**Task requirements**
Every line below that has "contribution" in it should be copied.

[Saved data entries]
☆ ☆ ☆ ☆ ☆ ☆ ☆
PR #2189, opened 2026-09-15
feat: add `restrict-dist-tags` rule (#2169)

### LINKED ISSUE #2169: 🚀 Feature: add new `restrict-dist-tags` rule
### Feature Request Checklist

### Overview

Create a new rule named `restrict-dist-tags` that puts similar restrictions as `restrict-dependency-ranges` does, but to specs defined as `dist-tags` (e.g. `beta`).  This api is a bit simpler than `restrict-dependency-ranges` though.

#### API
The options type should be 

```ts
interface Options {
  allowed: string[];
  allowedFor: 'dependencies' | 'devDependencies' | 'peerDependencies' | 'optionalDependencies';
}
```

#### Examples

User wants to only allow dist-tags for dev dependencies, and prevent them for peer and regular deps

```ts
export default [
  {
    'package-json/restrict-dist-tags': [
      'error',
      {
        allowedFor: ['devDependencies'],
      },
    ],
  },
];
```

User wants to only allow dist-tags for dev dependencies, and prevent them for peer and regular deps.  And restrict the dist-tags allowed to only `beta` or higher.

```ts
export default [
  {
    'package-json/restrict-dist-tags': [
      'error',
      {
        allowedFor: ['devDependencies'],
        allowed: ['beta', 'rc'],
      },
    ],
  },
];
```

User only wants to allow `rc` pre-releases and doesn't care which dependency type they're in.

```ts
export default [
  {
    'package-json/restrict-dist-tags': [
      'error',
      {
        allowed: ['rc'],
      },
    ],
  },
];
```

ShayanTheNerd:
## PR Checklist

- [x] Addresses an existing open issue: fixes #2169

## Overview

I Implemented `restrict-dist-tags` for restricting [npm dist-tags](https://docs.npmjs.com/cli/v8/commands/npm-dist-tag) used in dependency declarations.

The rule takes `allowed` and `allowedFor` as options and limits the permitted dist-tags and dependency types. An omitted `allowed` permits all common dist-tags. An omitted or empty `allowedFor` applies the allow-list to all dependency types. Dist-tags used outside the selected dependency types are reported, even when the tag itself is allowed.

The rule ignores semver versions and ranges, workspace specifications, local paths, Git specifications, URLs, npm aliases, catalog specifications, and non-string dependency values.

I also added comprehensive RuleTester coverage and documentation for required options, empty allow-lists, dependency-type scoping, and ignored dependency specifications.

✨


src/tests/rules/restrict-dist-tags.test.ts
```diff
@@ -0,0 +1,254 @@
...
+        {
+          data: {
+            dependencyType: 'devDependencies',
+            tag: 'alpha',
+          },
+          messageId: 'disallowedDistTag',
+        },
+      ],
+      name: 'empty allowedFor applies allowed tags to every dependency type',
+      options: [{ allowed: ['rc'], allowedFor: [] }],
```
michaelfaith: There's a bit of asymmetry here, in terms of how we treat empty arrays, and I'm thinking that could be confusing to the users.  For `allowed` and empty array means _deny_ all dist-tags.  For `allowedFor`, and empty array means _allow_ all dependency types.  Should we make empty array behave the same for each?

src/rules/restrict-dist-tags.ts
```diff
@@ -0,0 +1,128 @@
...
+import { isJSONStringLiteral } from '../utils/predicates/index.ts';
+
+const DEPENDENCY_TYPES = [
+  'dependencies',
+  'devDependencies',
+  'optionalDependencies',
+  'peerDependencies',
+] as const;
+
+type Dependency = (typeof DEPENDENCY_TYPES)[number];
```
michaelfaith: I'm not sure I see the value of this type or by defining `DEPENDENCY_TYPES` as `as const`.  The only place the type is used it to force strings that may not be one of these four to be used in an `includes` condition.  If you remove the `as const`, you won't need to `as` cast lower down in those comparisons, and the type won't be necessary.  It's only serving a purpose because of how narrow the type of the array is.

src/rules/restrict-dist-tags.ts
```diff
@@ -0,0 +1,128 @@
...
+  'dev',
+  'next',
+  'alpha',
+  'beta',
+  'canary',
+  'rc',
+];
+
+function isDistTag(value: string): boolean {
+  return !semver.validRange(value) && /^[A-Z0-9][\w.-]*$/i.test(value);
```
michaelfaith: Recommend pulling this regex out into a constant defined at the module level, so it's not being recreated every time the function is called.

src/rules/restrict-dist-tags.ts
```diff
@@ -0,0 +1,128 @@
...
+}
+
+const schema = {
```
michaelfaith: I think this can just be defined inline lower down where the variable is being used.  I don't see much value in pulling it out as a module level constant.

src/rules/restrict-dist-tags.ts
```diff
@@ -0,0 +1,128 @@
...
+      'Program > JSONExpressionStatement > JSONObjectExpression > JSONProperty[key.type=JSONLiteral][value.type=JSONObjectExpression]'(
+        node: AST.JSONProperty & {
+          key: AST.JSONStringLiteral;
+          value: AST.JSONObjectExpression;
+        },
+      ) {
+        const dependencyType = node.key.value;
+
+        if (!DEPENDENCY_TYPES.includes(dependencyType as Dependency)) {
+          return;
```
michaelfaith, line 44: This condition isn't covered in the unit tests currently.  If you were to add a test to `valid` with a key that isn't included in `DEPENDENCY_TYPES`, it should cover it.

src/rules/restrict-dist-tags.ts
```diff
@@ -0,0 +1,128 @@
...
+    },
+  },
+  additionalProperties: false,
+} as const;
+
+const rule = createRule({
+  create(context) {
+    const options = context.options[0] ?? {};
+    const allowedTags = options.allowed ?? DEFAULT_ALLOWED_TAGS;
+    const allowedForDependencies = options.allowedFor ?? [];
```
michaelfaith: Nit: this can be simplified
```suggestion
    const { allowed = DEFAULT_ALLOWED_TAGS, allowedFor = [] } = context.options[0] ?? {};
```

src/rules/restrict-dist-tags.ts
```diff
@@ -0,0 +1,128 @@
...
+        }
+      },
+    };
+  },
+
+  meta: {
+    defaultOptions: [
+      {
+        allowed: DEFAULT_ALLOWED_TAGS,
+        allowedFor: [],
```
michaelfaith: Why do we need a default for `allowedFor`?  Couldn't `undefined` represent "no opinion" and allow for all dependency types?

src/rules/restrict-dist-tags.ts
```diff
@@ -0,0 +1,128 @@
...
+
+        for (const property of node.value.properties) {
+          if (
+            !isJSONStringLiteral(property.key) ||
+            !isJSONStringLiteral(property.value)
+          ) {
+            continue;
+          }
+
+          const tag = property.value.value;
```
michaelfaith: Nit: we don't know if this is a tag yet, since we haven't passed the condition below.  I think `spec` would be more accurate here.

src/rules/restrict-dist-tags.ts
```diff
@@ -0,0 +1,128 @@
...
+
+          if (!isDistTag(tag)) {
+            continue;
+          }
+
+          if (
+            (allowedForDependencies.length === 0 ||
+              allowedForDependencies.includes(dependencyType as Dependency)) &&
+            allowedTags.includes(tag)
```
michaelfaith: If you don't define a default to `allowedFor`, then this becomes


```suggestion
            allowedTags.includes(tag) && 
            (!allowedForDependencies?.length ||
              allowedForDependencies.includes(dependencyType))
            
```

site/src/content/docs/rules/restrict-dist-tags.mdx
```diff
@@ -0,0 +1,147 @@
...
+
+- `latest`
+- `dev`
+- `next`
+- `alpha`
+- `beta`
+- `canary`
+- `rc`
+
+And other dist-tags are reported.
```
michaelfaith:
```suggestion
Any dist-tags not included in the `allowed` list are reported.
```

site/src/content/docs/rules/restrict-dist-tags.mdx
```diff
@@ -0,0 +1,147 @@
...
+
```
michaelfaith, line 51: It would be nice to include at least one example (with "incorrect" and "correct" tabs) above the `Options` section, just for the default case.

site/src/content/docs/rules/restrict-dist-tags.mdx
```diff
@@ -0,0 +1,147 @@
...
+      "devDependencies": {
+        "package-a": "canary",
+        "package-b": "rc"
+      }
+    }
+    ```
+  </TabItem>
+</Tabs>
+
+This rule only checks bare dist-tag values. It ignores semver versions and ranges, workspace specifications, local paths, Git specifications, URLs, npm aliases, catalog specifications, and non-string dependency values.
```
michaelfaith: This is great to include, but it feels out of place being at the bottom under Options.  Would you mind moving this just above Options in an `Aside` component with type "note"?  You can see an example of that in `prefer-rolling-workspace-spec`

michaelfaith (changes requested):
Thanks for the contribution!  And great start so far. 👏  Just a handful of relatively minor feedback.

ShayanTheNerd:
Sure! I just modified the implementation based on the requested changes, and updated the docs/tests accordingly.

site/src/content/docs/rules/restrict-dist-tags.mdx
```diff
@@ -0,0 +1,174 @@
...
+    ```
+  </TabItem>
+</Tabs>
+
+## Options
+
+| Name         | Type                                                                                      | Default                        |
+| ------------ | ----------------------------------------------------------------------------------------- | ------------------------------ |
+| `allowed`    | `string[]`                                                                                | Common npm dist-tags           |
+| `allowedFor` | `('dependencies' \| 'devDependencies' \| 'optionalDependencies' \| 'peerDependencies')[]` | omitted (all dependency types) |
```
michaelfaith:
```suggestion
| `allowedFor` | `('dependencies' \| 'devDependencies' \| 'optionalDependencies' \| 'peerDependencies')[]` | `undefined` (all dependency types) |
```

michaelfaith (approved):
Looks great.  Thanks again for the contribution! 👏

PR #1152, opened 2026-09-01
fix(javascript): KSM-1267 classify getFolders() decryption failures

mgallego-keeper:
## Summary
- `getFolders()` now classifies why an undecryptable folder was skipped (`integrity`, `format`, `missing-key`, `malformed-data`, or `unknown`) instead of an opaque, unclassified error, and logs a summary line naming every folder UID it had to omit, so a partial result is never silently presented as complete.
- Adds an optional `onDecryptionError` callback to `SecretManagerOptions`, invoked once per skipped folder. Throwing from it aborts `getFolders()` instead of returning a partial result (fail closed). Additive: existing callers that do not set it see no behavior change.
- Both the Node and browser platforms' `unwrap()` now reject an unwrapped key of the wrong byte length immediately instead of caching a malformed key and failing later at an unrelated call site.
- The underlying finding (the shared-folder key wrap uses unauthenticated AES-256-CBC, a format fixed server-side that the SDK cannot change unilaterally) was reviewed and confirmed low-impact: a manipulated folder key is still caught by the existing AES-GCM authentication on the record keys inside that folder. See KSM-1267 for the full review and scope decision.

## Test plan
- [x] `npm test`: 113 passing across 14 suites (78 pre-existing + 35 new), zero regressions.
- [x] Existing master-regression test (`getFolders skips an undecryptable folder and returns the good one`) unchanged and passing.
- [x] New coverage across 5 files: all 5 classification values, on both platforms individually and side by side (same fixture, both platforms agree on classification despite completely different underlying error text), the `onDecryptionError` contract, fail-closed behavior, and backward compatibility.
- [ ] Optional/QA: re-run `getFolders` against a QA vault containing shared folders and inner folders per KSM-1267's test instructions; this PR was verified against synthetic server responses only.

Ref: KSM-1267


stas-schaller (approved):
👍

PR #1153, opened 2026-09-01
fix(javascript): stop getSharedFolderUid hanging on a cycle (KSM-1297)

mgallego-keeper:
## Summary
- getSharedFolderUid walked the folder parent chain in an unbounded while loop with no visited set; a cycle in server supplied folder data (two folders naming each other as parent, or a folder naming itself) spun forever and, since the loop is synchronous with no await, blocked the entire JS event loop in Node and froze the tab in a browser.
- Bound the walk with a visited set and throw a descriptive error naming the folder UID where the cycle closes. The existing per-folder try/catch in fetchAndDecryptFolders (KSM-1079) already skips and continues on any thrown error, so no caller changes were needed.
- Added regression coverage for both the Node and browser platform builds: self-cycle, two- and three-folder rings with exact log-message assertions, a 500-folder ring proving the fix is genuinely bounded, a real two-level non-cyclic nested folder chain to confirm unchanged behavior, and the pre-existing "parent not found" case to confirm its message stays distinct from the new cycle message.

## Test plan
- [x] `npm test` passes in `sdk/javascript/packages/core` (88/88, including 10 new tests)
☆ ☆ ☆ ☆ ☆ ☆ ☆
**Answer section**
Thanks for the contribution!  And great start so far. 👏  Just a handful of relatively minor feedback.
Looks great.  Thanks again for the contribution! 👏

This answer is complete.